I’ve been reading Keith Rowley’s book a Foundation Course doing the lessons in order, learning tool presentation, sharpening, etc, great book by the way.
Well today I decided to jump ahead and make something, its just a shallow bowl for pocket dross, keys, change or what not.

The wood is dead fall wormy Mimosa crotch with a danish oil and wax finish.

Reactions: Like 10 | EyeCandy! 1 | Way Cool 5


----------



## DLJeffs (Jul 7, 2021)

Feels good, doesn't it? Nice job.

Reactions: Thank You! 1


----------



## Mike Hill (Jul 7, 2021)

That is one nice looking turning. Now, I will nominate you to sit on the throne! 50 years!!! I don't think I will - going forward from now - ever feel bad for not turning for a few weeks!!!! That is so inspiring. For me it was more like 30-35 years from the time I turned something in Junior High to when I got a lathe as an adult and turned a bud vase!

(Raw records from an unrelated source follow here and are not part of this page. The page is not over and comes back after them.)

PR #74, opened 2020-05-23
Modify MSFAvatarView to support custom border image

lugonzal:
### Platforms Impacted
- [x] iOS
- [ ] macOS

### Description of changes

- Add frameImage public property for MSFAvatarView

customBorderImage can be set so that the Avatar has a 3 pixel frame (~broder) based on this image. This image will be used to create a color, which eventually is set as the background color of the avatar frame view.

- Why not expose a color property instead of an image? Because the avatar view size is variable and not public. If a client creates a color with an image, the image is fixed in size and the color patter won't be updated when avatar size changes occur.
- Why not expose a frame/border view property instead of an image? Because the Avatar View uses really creates 2 avatar views (big and small) for contract/extract. One view can't be shared by 2 hierarchies, and can't be deep copied either.
- Why not expose a gradient and leave the convert-to-image details to Fluent? Because this way we provide the flexibility to have a predefined image or a runtime created image as a color.

### Verification

Create Demo for both. Played with using the avatar frame in navigation view controller (expanded, contracted).

image image

### Pull request checklist

This PR has considered:

###### Microsoft Reviewers: [Open in CodeFlow](http://wpcp.azurewebsites.net/CodeFlowProtocolProxy2.php?pullrequest=https://github.com/microsoft/fluentui-apple/pull/74)

### DIFF
--- a/ios/FluentUI.Demo/FluentUI.Demo/Demos/AvatarViewDemoController.swift
+++ b/ios/FluentUI.Demo/FluentUI.Demo/Demos/AvatarViewDemoController.swift
@@ -12,20 +12,25 @@ class AvatarViewDemoController: DemoController {
 
         createSection(withTitle: "Circle style for person", name: "Kat Larrson", image: UIImage(named: "avatar_kat_larsson")!, style: .circle)
         createSection(withTitle: "Square style for group", name: "NorthWind Traders", image: UIImage(named: "site")!, style: .square)
+        createSection(withTitle: "With image based frame", name: "Kat Larrson", image: UIImage(named: "avatar_kat_larsson")!, style: .circle, withFrame: true)
     }
 
-    private func createSection(withTitle title: String, name: String, image: UIImage, style: AvatarStyle) {
+    private func createSection(withTitle title: String, name: String, image: UIImage, style: AvatarStyle, withFrame: Bool = false) {
         addTitle(text: title)
         for size in AvatarSize.allCases.reversed() {
-            let imageAvatar = createAvatarView(size: size, name: name, image: image, style: style)
-            let initialsAvatar = createAvatarView(size: size, name: name, style: style)
+            let imageAvatar = createAvatarView(size: size, name: name, image: image, style: style, withFrame: withFrame)
+            let initialsAvatar = createAvatarView(size: size, name: name, style: style, withFrame: withFrame)
             addRow(text: size.description, items: [imageAvatar, initialsAvatar], textStyle: .footnote, textWidth: 100)
         }
         container.addArrangedSubview(UIView())
     }
 
-    private func createAvatarView(size: AvatarSize, name: String, image: UIImage? = nil, style: AvatarStyle) -> UIView {
+    private func createAvatarView(size: AvatarSize, name: String, image: UIImage? = nil, style: AvatarStyle, withFrame: Bool = false) -> UIView {
         let avatarView = AvatarView(avatarSize: size, withBorder: true, style: style)
+        if withFrame, let frameImage = colorfulImageForFrame() {
+            avatarView.frameImage = frameImage
+        }
+
         avatarView.setup(primaryText: name, secondaryText: "", image: image)
 
         let avatarContainer = UIView()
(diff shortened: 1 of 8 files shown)


ios/FluentUI/Table View/TableViewHeaderFooterView.swift
```diff
@@ -151,6 +151,14 @@ open class TableViewHeaderFooterView: UITableViewHeaderFooterView {
         }
     }
 
+    /// If set, the accessory button title color will be based on this image, overiding the acessory style's title color.
+    /// The image will be adjusted to the button size, so the entire image based color is evenly distributed.
+     @objc open var imageForAccessoryButtonColor: UIImage? {
```
harrieshin, line 156: I am not sure this is the direction we want to go for the continuous support of this control. shouldn't this be something like the TableViewCell which we expose the custom accessory button and client can do whatever they want with it? I think it will make it easier for like zero query search scenarios of client want to show ">"  button etc .... this image for accessory button color seems too specific

ios/FluentUI/People Picker/AvatarView.swift
```diff
@@ -276,6 +310,32 @@ open class AvatarView: UIView {
...
+        if frameView.frame == expectedFrame {
+            return
+        }
+
+        frameView.frame = expectedFrame
+        frameView.layer.cornerRadius = cornerRadius(for: expectedFrame.width)
+
+        var image = frameImage
+        if frameImage.size != expectedFrame.size {
+            UIGraphicsBeginImageContextWithOptions(expectedFrame.size, false /* opaque */, 0.0 /* scale */)
```
harrieshin, line 328: we should be using UIGraphicsImageRenderer

ios/FluentUI/People Picker/AvatarView.swift
```diff
@@ -128,6 +140,24 @@ open class AvatarView: UIView {
         }
     }
 
+    private var frameView: UIView? {
```
harrieshin, line 143: customBorderView? customBackgroundView?

ios/FluentUI/People Picker/Avatar.swift
```diff
@@ -28,6 +29,9 @@ open class AvatarData: NSObject, Avatar {
     public var secondaryText: String
     public var image: UIImage?
 
+    /// An image that can be used as a frame (outer wide broder) for the avatar view
```
harrieshin, line 32: nit spellcheck: border?

ios/FluentUI/People Picker/Avatar.swift
```diff
@@ -28,6 +29,9 @@ open class AvatarData: NSObject, Avatar {
...
+    @objc public var frameImage: UIImage?
```
harrieshin, line 33: customBorderImage?

ios/FluentUI/People Picker/Avatar.swift
harrieshin: isn't there a caveat? the avatar view itself should also have has border to be true?

ios/FluentUI/People Picker/AvatarView.swift
harrieshin: could we just user borderView and combine the logic?

ios/FluentUI/People Picker/AvatarView.swift
```diff
@@ -94,6 +94,7 @@ open class AvatarView: UIView {
         static let borderWidth: CGFloat = 2
```
harrieshin, line 94: should there be more documentation on borderWidth vs fameborderwidth difference?

ios/FluentUI.Demo/FluentUI.Demo/Demos/AvatarViewDemoController.swift
```diff
@@ -12,20 +12,25 @@ class AvatarViewDemoController: DemoController {
...
-            let initialsAvatar = createAvatarView(size: size, name: name, style: style)
+            let imageAvatar = createAvatarView(size: size, name: name, image: image, style: style, withFrame: withFrame)
+            let initialsAvatar = createAvatarView(size: size, name: name, style: style, withFrame: withFrame)
             addRow(text: size.description, items: [imageAvatar, initialsAvatar], textStyle: .footnote, textWidth: 100)
         }
         container.addArrangedSubview(UIView())
     }
 
-    private func createAvatarView(size: AvatarSize, name: String, image: UIImage? = nil, style: AvatarStyle) -> UIView {
+    private func createAvatarView(size: AvatarSize, name: String, image: UIImage? = nil, style: AvatarStyle, withFrame: Bool = false) -> UIView {
```
harrieshin, line 28: this param name doesn't seem clear. frame make it sounds like user is setting the frame of the avatar or not using auto layout.

ios/FluentUI/Table View/TableViewHeaderFooterView.swift
lugonzal: it's a good point. It'll take me a a bit extra work and refactoring, so I'll revert this and try to make it a separate tentative change, since it's not that important for the Pride update.

ios/FluentUI/People Picker/AvatarView.swift
lugonzal: agree name is not great. I just wanted it to be clear that this is a thicker border, almost like a picture frame. But the work frame in code means something different... I think I'll go with customBorderView.

ios/FluentUI/People Picker/Avatar.swift
lugonzal: I was thinking it was a good assumption that if a customBorderImage is set, the client intends the view to have a border (regardless of the hasBorder value). Also, hasBorder refers to the usual border, not the customBorder, I can make that clearer in documentation

ios/FluentUI.Demo/FluentUI.Demo/Demos/TableViewHeaderFooterViewDemoController.swift
```diff
@@ -52,7 +52,6 @@ class TableViewHeaderFooterViewDemoController: DemoController {
 }
 
 // MARK: - TableViewHeaderFooterViewDemoController: UITableViewDataSource
-
```
lugonzal, line 55: discard

ios/FluentUI/People Picker/AvatarView.swift
```diff
@@ -276,6 +314,30 @@ open class AvatarView: UIView {
...
+
+        var image = customBorderImage
+        if customBorderImage.size != expectedFrame.size {
+            let renderer = UIGraphicsImageRenderer(size: expectedFrame.size)
+            image = renderer.image { context in
+                customBorderImage.draw(in: CGRect(origin: .zero, size: CGSize(width: expectedFrame.size.width, height: expectedFrame.size.height)))
+            }.withRenderingMode(.alwaysOriginal)
+        }
+
+        customBorderView.backgroundColor = UIColor.init(patternImage: image)
```
harrieshin, line 338: nit: UIColor(patternImage: image)

ios/FluentUI/People Picker/Avatar.swift
```diff
@@ -28,6 +29,9 @@ open class AvatarData: NSObject, Avatar {
     public var secondaryText: String
     public var image: UIImage?
 
+    /// An image that can be used as a frame (outer wide border) for the avatar view
+    @objc public var customBorderImage: UIImage?
```
markavitale, line 33: nit: can we move the documentation up to the declaration of this in the protocol?

ios/FluentUI/People Picker/AvatarView.swift
```diff
@@ -120,6 +123,19 @@ open class AvatarView: UIView {
         }
     }
 
+    /// Image to be used as border around the avatar. It will be scaled to fit the avatar size.
+    /// If set, the hasBorder initializer value will be ignored, since it's assumed that the client inteds
```
markavitale, line 127: >inteds [](start = 100, length = 6)

nit spellcheck: intends

ios/FluentUI/People Picker/AvatarView.swift
```diff
@@ -120,6 +123,19 @@ open class AvatarView: UIView {
...
+    /// to have a custom border.
+    @objc open var customBorderImage: UIImage? {
```
markavitale, line 129: Do we want to specify that this image will be treated as a pattern image?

Reactions: Like 1 | Thank You! 1


----------



## T. Ben (Jul 7, 2021)

Great little bowl,welcome back to turning.

Reactions: Thank You! 1


----------



## ripjack13 (Jul 7, 2021)

Nicely done sir. 
I was 3 the last time you turned on a lathe!

Reactions: Funny 4


----------



## phinds (Jul 7, 2021)

Ohh ... that's purdy !

Reactions: Like 1


----------



## Tony (Jul 7, 2021)

It seems you haven't lost it, that's a great bowl!

Reactions: Thank You! 1


----------



## Karl_TN (Jul 7, 2021)

Nice crotch bowl. Takes a bit of work getting all the mixed grain cut and sanded out smoothly.

Reactions: Like 1


----------



## Barb (Jul 7, 2021)

Very nice bowl!

Reactions: Thank You! 1


----------



## trc65 (Jul 7, 2021)

Great looking bowl!

Reactions: Thank You! 1


----------



## Nature Man (Jul 7, 2021)

Great job with really nice looking wood! Just like riding a bike! Congrats! Chuck

Reactions: Thank You! 1


----------



## Ken Martin (Jul 24, 2021)

You and them worms did a good job!

Reactions: Funny 1


----------



## 2feathers Creative Making (Jul 24, 2021)

Welcome belatedly from Crossville TN. I had wondered what mimosa looked like. I hate them as a tree. Had one in the yard I think I am mildly allergic to them. But that wouldnt stop me from helping one fall down. Now I know what they could be good for.

Reactions: Like 1


----------